##### Records for the task #####
PR #228, opened 2021-08-16
bibtex-actions--process-display-formats refactor + filenotify improvements

aikrahguzar:
bibtex-actions--process-display-formats refactor is exactly as before but refactored. 

Misc filenotify improvements, mostly that only the cache that is invalidated is recomputed when offering candidates.

### DIFF
--- a/bibtex-actions-utils.el
+++ b/bibtex-actions-utils.el
@@ -114,8 +114,13 @@ If it is other than 'global or 'local invalidate both"
 
 CHANGE refers to the notify argument."
   (cl-case (cadr change)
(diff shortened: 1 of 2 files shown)


bdarcus:
Thank you!

bdarcus:
Question: should we change `bibtex-actions-filenotify.el` to `bibtex-actions-file-notify.el`, for consistency?

Thinking about this in the context of trying to figure out where I would put the completion functions, if I wanted to put them in a separate file.

I had originally thought `bibtex-actions-select.el`, but `bibtex-actions-select-file` should likely also maybe a little confusing.

bdarcus:
I created #248 to experiment.

PR #232, opened 2021-08-18
Limit fields being parsed.

### LINKED ISSUE #231: limit parsebib fields to those in templates
> You can explicitly tell it what fields you want, but I don't see a way to tell it what fields to leave out.
> 
> ```emacs-lisp
>  (parsebib-parse '("~/org/bib/newer.bib") :fields '("title" "doi" "author"))
> ```
> 
> WDYT; should I ask for that?

No, we should be able to figure out the fields needed from the templates in `bibtex-actions-template` and `bibtex-actions-template-suffix`. I will do try that later but I think it shouldn't be a pressing concern. It can be separate pr later.

_Originally posted by @aikrahguzar in https://github.com/bdarcus/bibtex-actions/pull/222#issuecomment-901104333_

There's a nuance here, however, when you do get to it:

Note how `bibtex-actions-get-value` works in terms of mapping field names across bibtex, biblatex, csl-json.

I am actually thinking of standardizing on the csl names for the templates, but in any case, it would need to include all relevant fields in that mapping table.

This simple approach works (maybe there's an easy flatten function that doesn't use dash?):

```elisp
(parsebib-parse 
  bibtex-actions-bibliography :fields (-flatten bibtex-actions-field-map)))
```

But the mapping variable currently only includes fields where there are differences across the formats.

```elisp
ELISP> (gethash "zukin2009" bibtex-actions-bibliography :fields (-flatten bibtex-actions-field-map)))
(("number" . "1")
 ("journaltitle" . "City \\& Community")
 ("date" . "2009-03-01")
 ("=type=" . "article")
 ("=key=" . "zukin2009"))

ELISP> (gethash "zukin2009" bibtex-actions-bibliography :fields (-flatten bibtex-actions-field-map)))
((id . "zukin2009")
 (type . "article-journal")
 (container-title . "City & Community")
 (issue . "1")
 (issued . "2009"))
```

aikrahguzar:
This turned out to be straightforward.
This is what `(bibtex-actions--fields-to-parse)` produces with default templates,
```elisp
("author" "date" "title" "=key=" "=type=" "tags" "doi" "url" "file" "year" "issued" "id" "type" "keywords" "keyword")
```

Fix #231

### DIFF
--- a/bibtex-actions.el
+++ b/bibtex-actions.el
@@ -345,11 +345,12 @@ personal names of the form 'family, given'."
 (defun bibtex-actions--fields-to-parse ()
   "Determine the fields to parse from the template and field map"
   (let* ((fields-in-format (bibtex-actions--fields-in-formats))
-        (fields-for-symbols (list "doi" "url" bibtex-actions-file-variable))
-        (canonical-fields (seq-concatenate 'list fields-in-format fields-for-symbols)))
+         (fields-for-symbols (list "doi" "url" bibtex-actions-file-variable))
+         (canonical-fields (seq-concatenate 'list fields-in-format fields-for-symbols))
+         (equivalent-fields (cons '("author" "editor") bibtex-actions-field-map)))
     (seq-concatenate 'list
                      canonical-fields
-                     (seq-mapcat (lambda (field) (cdr (assoc field bibtex-actions-field-map)))
+                     (seq-mapcat (lambda (field) (cdr (assoc field equivalent-fields)))
                                  canonical-fields))))
 
 (defun bibtex-actions--format-candidates (files &optional context)
--- a/bibtex-actions.el
+++ b/bibtex-actions.el
@@ -329,6 +329,19 @@ personal names of the form 'family, given'."
          (car (split-string name ", "))))
      (split-string names " and ") ", ")))
 
+(defun bibtex-actions--fields-to-parse ()
+  "Determine the fields to parse from the template"
+  (cl-flet ((fields-for-format
+             (format-string)
+             (split-string
+              (s-format format-string
+                        (lambda (fields-string) (car (split-string fields-string ":")))))))
+    (cl-remove-duplicates
+     (seq-mapcat (lambda (format) (fields-for-format (cdr format)))
+              (seq-concatenate 'list
+                               bibtex-actions-template
+                               bibtex-actions-template-suffix)))))
+
 (defun bibtex-actions--format-candidates (files &optional context)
#####
#### [Task]
Please return the lines above that run from the line containing "There's a nuance" to the line containing "-345,11 +345,12 @@", inclusive, exactly and with no other lines.

#### [Finished exercise]
There's a nuance here, however, when you do get to it:

Note how `bibtex-actions-get-value` works in terms of mapping field names across bibtex, biblatex, csl-json.

I am actually thinking of standardizing on the csl names for the templates, but in any case, it would need to include all relevant fields in that mapping table.

This simple approach works (maybe there's an easy flatten function that doesn't use dash?):

```elisp
(parsebib-parse 
  bibtex-actions-bibliography :fields (-flatten bibtex-actions-field-map)))
```

But the mapping variable currently only includes fields where there are differences across the formats.

```elisp
ELISP> (gethash "zukin2009" bibtex-actions-bibliography :fields (-flatten bibtex-actions-field-map)))
(("number" . "1")
 ("journaltitle" . "City \\& Community")
 ("date" . "2009-03-01")
 ("=type=" . "article")
 ("=key=" . "zukin2009"))

ELISP> (gethash "zukin2009" bibtex-actions-bibliography :fields (-flatten bibtex-actions-field-map)))
((id . "zukin2009")
 (type . "article-journal")
 (container-title . "City & Community")
 (issue . "1")
 (issued . "2009"))
```

aikrahguzar:
This turned out to be straightforward.
This is what `(bibtex-actions--fields-to-parse)` produces with default templates,
```elisp
("author" "date" "title" "=key=" "=type=" "tags" "doi" "url" "file" "year" "issued" "id" "type" "keywords" "keyword")
```

Fix #231

### DIFF
--- a/bibtex-actions.el
+++ b/bibtex-actions.el
@@ -345,11 +345,12 @@ personal names of the form 'family, given'."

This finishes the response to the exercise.